Now hosting Fifteen in Fifteen: A blogger's defence of English literature

Friday 26 November 2010

Fifteen in Fifteen: Gillian Cross

5. Gillian Cross

Oh sure, you know exactly what happened in the very beginning. You know and I know and the vicarandthepostmanandthewindowcleaner and the whole WORLD know the story…

The first time I read Chartbreak, I can have been no more than thirteen or fourteen. My other favourite books were King of Shadows by Susan Cooper, Mirror Dreams by Catherine Webb, the Magicians House quartet by William Corlett. I read the books which accompanied the series Charmed to give my brain a rest and seized on every Tamora Pierce with great delight. Eight years and two universities on, Chartbreak is still on my shelves. For anyone worrying, Tamora Pierce is not.

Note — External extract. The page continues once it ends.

Issue #307, opened 2025-08-05
restructure metadata around TMJob


sroet:
internal metadata storing has become quite messy with all the accumulated changes (I should have put some better structures in place for it from the get go), but probably not worth the time investment to rewrite it

_Originally posted by @McHaillet in https://github.com/SBC-Utrecht/pytom-match-pick/pull/305#pullrequestreview-3087740202_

Why Chartbreak? Gillian Cross, of course, is a talented and prolific children’s author, better known for the Demon Headmaster series (which I dimly recall reading, way back in the mists of primary school). Chartbreak is a very different book. It’s one of the few, if not the only, book I’ve read which has been based around the story of a rock band. It has always surprised me that there are so few, as there are some huge advantages in it for an author. The story of a girl running away from home and becoming a lead singer in a rock band, which then goes on to hit the big time, is an instant and obvious rags-to-riches formula, with plenty of real-life precedent. It’s an interesting situation to put characters into, enabling discussion of how their emotions are reflected in their music and vice versa. It allows, even begs for the use of multiple voices and forms of writing, in the form of newspaper cuttings, interviews and letters, all of which can be used to help tell the story. Most importantly, it provides a very tight cast of characters. Chartbreak is based around a band of five, with supporting roles from a manager, a hairdresser, a karate teacher, and a couple of mothers. With an obvious plot and a defined cast, the author can then use her basic material to develop her characters, and introduce complex themes such depression, bereavement, divorce, manipulation, perfectionism, ambition, the difference between image and reality, and a very dark kind of love. And Gillian Cross does so magnificently. There’s very little which is admirable in any of the characters in Chartbreak, but it’s the ways in which they are flawed and broken which make the book what it is.

For anyone who knew me before I was eighteen, the foregoing will have made the effect Chartbreak has had on my life abundantly clear. Every writer has their own great unfinished novel, and mine is a story called 2, based confusingly around the stories of three rock bands, featuring an increasingly sprawling cast of characters, using multiple voices to tell the story, exploring the relationship between the characters and the music they write, and touching on themes such as the importance of honesty over image, grief, bereavement, choice… It says a great deal about the character-driven nature of band stories that 2 manages to be so entirely different to Chartbreak in my mind that I only very recently realised the influence Gillian Cross’s story must have had on it. It is also a sobering reminder of the extent to which what we read can unconsciously inform our ideas and writing styles, however much we believe they are our own. Fellow writers, beware.

When I first read Chartbreak, on a wet Sunday morning when I was still at Warden Park, it hit me like a bombshell. I’d never read anything so dark, so gripping, so full of complex and fascinating and deeply angry characters. Shortly afterwards, I even went as far to review it for a competition, and won a Blue Peter badge for my efforts. That review makes me cringe reading it now, seven years later, but the reasons I picked out for liking Chartbreak then are uncannily similar to the reasons I’d field today, and still none of them manage to quite define why this is a book I will return to again and again. Maybe the answer is that I still can’t find the words to justify my feeling that this is a brilliantly-crafted piece of writing, and a cracking read.



Addendum: The following quote comes when Christie smiles at Finch, in a rehearsal shortly after she joins the band. Her internal response is as follows:

“Oh, I know you’ve read it a million times in tatty paperbacks. He smiled at me and my knees turned to water and I… Well, for God’s sake, how do you describe that feeling?”

Best escape from a cliche I've ever come across.